WTI weaker on slowdown concerns, data
Prices of the barrel of the American benchmark for the sweet light crude oil are losing further ground at the beginning of the week, as concerns over a global slowdown appear to have returned to the markets.
Prospects of a slowdown in the global economy are reinforced by the sharp drop in the Baltic Dry index – which gauges the costs of shipping raw materials – of around 48% since the summer 2018.
Additionally, rising US oil output and the recent uptick in the US oil-rig count continues to hurt the sentiment and adds to the ongoing concerns.
Looking ahead, all eyes will be upon the US-China trade talks, which are set to resume on Wednesday and Thursday in Washington. Furthermore, the API and the EIA will publish their report on US supplies on Tuesday and Wednesday, respectively.
What to expect next?
The ongoing OPEC+ agreement to curb oil output remains the almost exclusive source of support for prices. Also sustaining higher prices, supply concerns in Libya and Venezuela are set to persist for the time being, while current US sanctions limiting Iranian oil exports also collaborate with the better sentiment.

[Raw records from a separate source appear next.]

PR #1113, opened 2025-06-24
feat: add multiple reviewers/assignees at once

PeterCardenas:

Allows for adding multiple reviewers/assignees at once. Implementation is a bit hacky in that there is a request for the user id for each user, when it probably could be done in a single request. Though, I don't usually think there's so many reviewers that it matters.

### Describe how to verify it

`Octo reviewer add user1 user2`

`Octo assignee add user1 user2`

### Checklist

### DIFF
--- a/lua/octo/commands.lua
+++ b/lua/octo/commands.lua
@@ -847,16 +847,16 @@ function M.setup()
       end,
     },
     assignee = {
-      add = function(login)
-        M.add_user("assignee", login)
+      add = function(...)
+        M.add_user("assignee", { ... })
       end,
       remove = function(login)
         M.remove_assignee(login)
       end,
     },
     reviewer = {
-      add = function(login)
-        M.add_user("reviewer", login)
+      add = function(...)
+        M.add_user("reviewer", { ... })
       end,
     },
     reaction = {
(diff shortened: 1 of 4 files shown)


lua/octo/commands.lua
```diff
@@ -2266,12 +2268,14 @@ function M.add_user(subject, login)
     utils.error "Cannot get issue/pr id"
   end
 
-  local function cb(user_id)
-    local query
+  ---@param user_ids string[]
+  local function cb(user_ids)
+    local query ---@type string
+    local user_ids_str = '["' .. table.concat(user_ids, '", "') .. '"]'
```
williambdean: If the gh.run get refactored to `gh.api.graph` then this formatting is done automatically. 

```lua
local gh = require "octo.gh"

gh.api.graphql {
  query = query, 
  f = {
    users = { "first_login", "second_login" },
  },
}
```
but needs the query to be parametrized as well. 

Up for that migration with this or could you make an issue for that

lua/octo/gh/mutations.lua
```diff
@@ -878,7 +878,7 @@ mutation {
 -- https://docs.github.com/en/graphql/reference/mutations#addassigneestoassignable
 M.add_assignees = [[
 mutation {
```
williambdean: would have to parameterize the query here

williambdean (approved):
Looks good but suggestion. Are you open to do now or come back to?

PeterCardenas:
much cleaner! just updated in the last commit

Issue #646, opened 2024-10-21
Icons in Review Submit


wd60622:
### Discussed in https://github.com/pwntester/octo.nvim/discussions/504

<div type='discussions-op-text'>

<sup>Originally posted by **josephcrawfordSRH** February 29, 2024</sup>
I tend to put icons in my PR approvals so that we can see at a quick glance that I approved it, I tried to use `:books` as a test but that did not actually put the emoji in place.  I know you can do it with reactions, is there a way to do it in the message for approving a PR?</div>

PR #1120, opened 2025-07-03
fix: make emoji conceal work again

PeterCardenas:

Makes the emoji conceal from the syntax file work again. Maybe we should add even more emojis, but just want these ones to work for now.

### Describe how to verify it

open an octo buffer that has `:heart:` and see that it gets concealed with a heart emoji.


PeterCardenas:
another option is to use this plugin: https://github.com/Freed-Wu/conceal.vim, that way we unload the responsibility of this functionality to the plugin

williambdean:
Nice. Giving it a try now. :+1: :heart:

It doesn't seem to work on my end. The `:heart:` just goes away. Maybe something to do with my color schema.

PeterCardenas:
seems like all of them work except for the heart emoji which becomes this weird unicode heart? i think i'll just remove it
:heart: :+1: :see_no_evil: :laughing: :thinking_face: :thinking: :ok_hand: :upside_down_face: :grimacing: :rocket: :blush: :tada: :shrug: :man_shrugging: :face_palm: :man_facepalmin: :cowboy_hat_face: :worried: :scream: :white_check_mark:

oh, looks like the heart emoji is multiple code points and the `conceal` in `matchadd` only takes the first character which parses as ❤ instead of ❤️

williambdean:
Does this solve this: 
https://github.com/pwntester/octo.nvim/issues/646

williambdean:
This doesn't work for me with my current setup. Let's merge this. Maybe there is some other issue

PeterCardenas:
I think it does solve it, but testing the current state now, and there might be performance issues. will need to test it out more

PeterCardenas:
i'm gonna close this PR since I don't think this solution is worth it due to the performance issues. The alternative would be to use this plugin: https://github.com/ronisbr/emojify.nvim or vendor the logic into this plugin. lmk which you prefer

PR #1093, opened 2025-05-30
feat(review): add support for showing diff for suggestions

PeterCardenas:
### Describe what this PR does / why we need it

Currently we do not visualize the diff from the suggestion. What this PR does is change the diff hunk to take the suggestion into account and visualize it properly.

TODOs:
- [x] Create a diff hunk for the suggestion
- [ ] Include all the lines in the suggestion diff hunk in the preview
  - Visualization currently works for single line suggestions
- [ ] Show the original diff hunk and the suggestion diff hunk separately

### Does this pull request fix one issue?

closes #111
closes #109

### Describe how you did it

By default, the diff hunk for code suggestions is a just a bunch of additions. So we need to change it so that the selected lines become deletions and the suggestion lines become additions.

### Describe how to verify it

Make a suggestion and open the pull request in octo.nvim

### Checklist

- [ ] Passing tests and linting standards
- [ ] Documentation updates in README.md and doc/octo.txt

PR #1121, opened 2025-07-03
feat: update DiffChange and DiffText to be more like GitHub

PeterCardenas:
Instead of using a neutral color for DiffChanged and DiffText highlights for lines where the contents within a line have changed,
we use red on the left side and green on the right side. This is more in line with how GitHub colors its diffs and I think it makes it easier
to detect changes.

didn't find any

### Describe how to verify it

opened [this PR](https://github.com/pwntester/octo.nvim/pull/1093) in octo and see before and after

before

image

after

image

### Checklist


mmirus:
:wave: this broke my own octo review diff highlight customization (I have it set up to look like diffview.nvim's enhanced diff highlighting). After some experimentation, I was able to override the namespaced highlights added in this PR to get my preferred highlighting back.

I suspect few people are doing this kind of customization, but I wanted to mention the problem as a data point in case making this optional or customizable is ever under consideration.

Thanks for your work on octo!

PeterCardenas:
@mmirus can you share a picture of the customization you have? I'll do some due diligence to see if I can avoid overrriding the existing highlights and create Octo specific highlights. This also broke the highlights in review thread comments so will need to look into that as well.

PeterCardenas:
oh i see it now, yea that should be the default behavior. i'll try to look at their code to duplicate the highlighting behavior while considering the above

mmirus:
Sure thing. As I mentioned, I'm reproducing the enhanced diff highlighting feature from diffview.nvim ([description](https://github.com/sindrets/diffview.nvim/blob/main/doc/diffview.txt#L396-L415)).

Here are a couple examples of how Octo displayed a review diff before and after this PR.

| Before    | After |
| -------- | ------- |
| image  | image    |
| image | image     |

mmirus:
> oh i see it now, yea that should be the default behavior. i'll try to look at their code to duplicate the highlighting behavior while considering the above

Responded before I saw your follow-up. :grin: Thanks for checking into this! Let me know if there's anything I can do to help.

If it's useful, diffview basically just sets window-local highlights for the left and right diff windows that link existing hl groups to their groups [here](https://github.com/sindrets/diffview.nvim/blob/4516612fe98ff56ae0415a259ff6361a89419b0a/lua/diffview/scene/views/standard/standard_view.lua#L68-L82). The also make an adjustment to their highlighting based on the enhanced diff option [here](https://github.com/sindrets/diffview.nvim/blob/4516612fe98ff56ae0415a259ff6361a89419b0a/lua/diffview/hl.lua#L479-L481).

It's pretty similar to what you did in this PR.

However, this bullish view is somewhat offset by the above mentioned possibility of a global slowdown, uncertainty around the US-China trade war and oversupply concerns in response to rising US oil production.
WTI price forecast
At the moment the barrel of WTI is losing 1.66% at $52.42 and a break below $51.27 (55-day SMA) would aim for $50.67 (55-day SMA) and then $50.34 (low Jan.14). On the flip side, the next up barrier lines up at $54.22 (2019 high Jan.21) would aim for $54.48 (monthly high Dec.4) and finally $58.00 (high Nov.18 2018).